Truss Design
Common trusses used in engineering:
Warren
Pratt
Howe
K Truss
The following figures are shown under a load. The numbers represent percentage, where the total load = 100. The numbers are rounded to the nearest 5. For absolute numbers, visit the Bridge Designer.
Red represents tension, blue represents compression, and green is no load.
On this Warren truss, each of the down arrows represents 50% of the load. Notice how the
two middle pieces have no load. Notice the load is quite a bit less on the ends of the top and bottom chord than in the middle. When you build for efficiency, keep in mind that for a bridge loaded in the center, the ends can be smaller than the middle.
Now examine the same Warren truss, but with added vertical members:
The added vertical members serve to break the top chord into smaller segments, making it
stronger. However, the percentage of the load has increased both on top and bottom. Also
notice where the green members are now.
Pratt Truss
I want you to notice the difference between the Pratt and Howe trusses under a load. The Pratt has bigger numbers on both the top and bottom chord, but its middle compression members are shorter, and hold less than those on the Howe. But the load is still concentrated in the middle, and gets less further to the ends on both.
Howe Truss
It is a trade off between the Pratt and Howe. For the Pratt, you’d have to use bigger top and bottom chords, while on the Howe you’d have to use bigger compression members.
K Truss
The K truss looks very good on paper. It shortens the lengths of the compression members compared to the other trusses. However, one must wonder if it adds additional weight simply because of the number of members. It is really interesting to note the two green members on the K truss, in theory those pieces could be taken off. However, I had to include them to make the truss design program work.
This shows only one orientation of the K truss. If I reversed the direction of the K’s, I wonder how much it would change the forces. The one thing I don’t like about this truss is the long vertical compression member in the middle of the bridge. If that one member could be shortened or even eliminated, I think the bridge would become more efficient.
The K truss would be the hardest of these trusses to build. This is something worth considering. Making a strong joint that would make the most of the switch between compression and tension of the vertical members would be difficult.
76,204 views |
Print this Post
| 
(112 votes, average: 4.17 out of 5)
Loading ...
June 14th, 2007 at 11:35 am
I was wondering which truss design would support the most vertical force if the force was place in the center of the bridge?
December 17th, 2007 at 10:41 am
How would you know what the diffrences are between the diffrent bridges? If you would not mind would you type me a 3 page paper about the diffrences and how they work. that would be highly appreciated….
Erickson Brown
December 17th, 2007 at 2:07 pm
What is the best overall bridge design to build?
December 19th, 2007 at 7:42 pm
I was thinking about the vertical supports, does that make it much more effective and stronger then haveing arches?
December 20th, 2007 at 5:36 pm
I was wondering if there was a bridge design, that if a verticle weight was hung from the bottom of the bridge, would be most efficient?

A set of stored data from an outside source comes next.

PR #636, opened 2019-02-12
Adding support for transaction size limit via genesis

fixanoid:
Builds on top of #575 by @michaelgu95 but moves transaction size limit into genesis config

This PR introduces a transaction size limit genesis config within Quorum, effectively expanding the transaction size limit that is enforced in `tx_pool.go`. Quorum default transaction size limit is set to 64kb.


params/config.go
```diff
@@ -207,6 +209,14 @@ func (c *ChainConfig) String() string {
 	)
 }
 
+func (c *ChainConfig) IsValid() error {
+	if c.SizeLimit < 32 || c.SizeLimit > 128 {
```
fixanoid: TODO: Determine sane sizes

fixanoid: Quorum block gas limit is set to be 3,758,096,384 and Quorum is gas-less, so the txn gas price is not accounted for. This means, that about 6MB of data fits into the block, which in turns means that our maximum transaction size limit could theoretically be up to 6000KB

core/tx_pool.go
```diff
@@ -133,6 +133,8 @@ type TxPoolConfig struct {
 	Journal   string        // Journal of local transactions to survive node restarts
 	Rejournal time.Duration // Time interval to regenerate the local transaction journal
 
+	SizeLimit uint64 // Maximum size allowed for valid transaction (in KB)
```
SatpalSandhu61: Would it be worthwhile renaming this to 'TransactionSizeLimit' to make it more descriptive?

fixanoid: Agreed. Originally, SizeLimit was just part of tx_pool, so it was clearer in that context. Renaming everywhere applicable.

SatpalSandhu61 (approved):

params/config.go
fixanoid: Leaving at 128 until a reasonable request for a higher limit comes up.

jimthematrix (approved):
Looks good to me!

jpmsam (approved):

vdamle:
@fixanoid - Does the RPC server payload size limit require an adjustment to go along with this change? It is currently `64KB` - https://github.com/jpmorganchase/quorum/blob/master/rpc/server.go#L130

Is it even necessary to build a top portion or will a simple horizontal base be suffuicient?
December 27th, 2007 at 2:51 am
I would like to see the actual design of concrete bridge.

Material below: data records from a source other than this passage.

PR #639, opened 2019-02-14
geth upgrade 1.8.18

amalrajmani:


p2p/enode/node.go
```diff
@@ -82,6 +82,20 @@ func (n *Node) UDP() int {
 	return int(port)
 }
 
+// RAFTPORT returns the RAFT PORT of the node
+func (n *Node) RAFTPORT() int {
```
jbhurat: The method RAFTPORT() shouldn't be in CAPS

p2p/enode/node.go
```diff
@@ -205,6 +234,20 @@ func HexID(in string) ID {
 	return id
 }
 
+//TODO(Amal): to review
+func RaftHexID(in string) (EnodeID, error) {
+	var id EnodeID
+	b, err := hex.DecodeString(strings.TrimPrefix(in, "0x"))
+	if err != nil {
+		return id, err
```
jbhurat: Return `nil, err` instead

p2p/enode/node.go
amalrajmani: The method name for other attributes like UPD, TCP, ID and IP in p2p/enode/node.go are all in CAPS. They are following this convention for KEY names basically. I have followed the same style to keep it consistent.

jbhurat: I think the reason why `UDP`, `TCP`, `IP` are in CAPS because they are all acronyms and `RAFTPORT` is not, hence it need not be in CAPS

amalrajmani: alright, changed it to RaftPort

SatpalSandhu61 (dismissed):

jbhurat (dismissed):

SatpalSandhu61 (approved):

jbhurat (approved):

jpmsam (approved):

December 27th, 2007 at 4:45 pm
The K truss holds the most vertical force for a bridge loaded in the center (which is the case for most bridge design contests). Go to the bridge designer and compare force distribution on a K truss to what you see with the Pratt or Howe. You will find that the K truss distributes the load much more evenly and efficiently, unlike the Pratt and Howe trusses which frequently have individual members supporting as much as 115% of the load. The bridge I’m currently building uses a K truss design and no member has to support more than 50% of the load.

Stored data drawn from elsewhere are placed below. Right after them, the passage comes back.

PR #673, opened 2019-04-04
ETHAPI: Private tx bug fixes for Sign and Send APIs

### LINKED ISSUE #677: ETHAPI: Private transactions sent using personal_sendTransaction are not processed correctly
#### System information
Geth
Version: 1.8.18-stable
Git Commit: 17f558dae978f37441940dcf63a577032945ce51
Quorum Version: 2.2.2
Architecture: amd64
Protocol Versions: [63 62]
Network Id: 1337
Go Version: go1.11.5
Operating System: darwin

#### Expected behaviour
A private tx sent using the `personal_sendTransaction` endpoint should store the tx `data` in the transaction manager (TM) and replace the `tx.data` field with the encrypted tx hash returned from the TM.

#### Actual behaviour
The encrypted tx hash returned from the TM is not being used to replace the `tx.data` field.  This means that when executing the tx, the TM is unable to provide the bytecode as it is doing a DB lookup for the bytecode itself and not the encrypted tx hash.

With a fresh Quorum/Tessera 7 nodes network running, and while attached to node 1:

December 28th, 2007 at 5:19 pm
Thanks for pointing that out, Spencer. BTW, sorry for the delay in getting your comments up. My comment SPAM filter was blocking a lot of comments and I didn’t realize it.
January 2nd, 2008 at 10:41 pm
What bridge is best to use for a science fair project to test the strength?
January 3rd, 2008 at 8:30 pm
We are doing a bridge project in technical drawing. We have 8- 600 mm peices of balsa wood that are about the width of a plastic bendy straw. Probably a tiny bit bigger. The bridge has to be 250-300mm in length, 50-75mm in width, and less than 100mm tall. The roadbed needs to be 200-300mm in length, 50-75mm in widthe and less than 50mm tall and an underhang is opptional (this will depend on the type of truss obviously) The underhang must be less than 180mm in length, 50-75mm wide and less than 20mm tall (this includes the overall height of the bridge). To test the strength, our techer is putting a disc in the middle with a hollow rod in the middle of that. The pole is attached to a bucket and weight is going to be added to the bucket untill it breaks. Anyways, I am the only girl in the class and I feel like I am constantly needng to prove myself (eventhough half of the guys in there are complete idiots). I know that general triangles are the best shape to use. Do you have a recommendation on what type of truss I should use? I was thinking about a pratt or a howe truss but feel free to suggest something else. Thank you so much!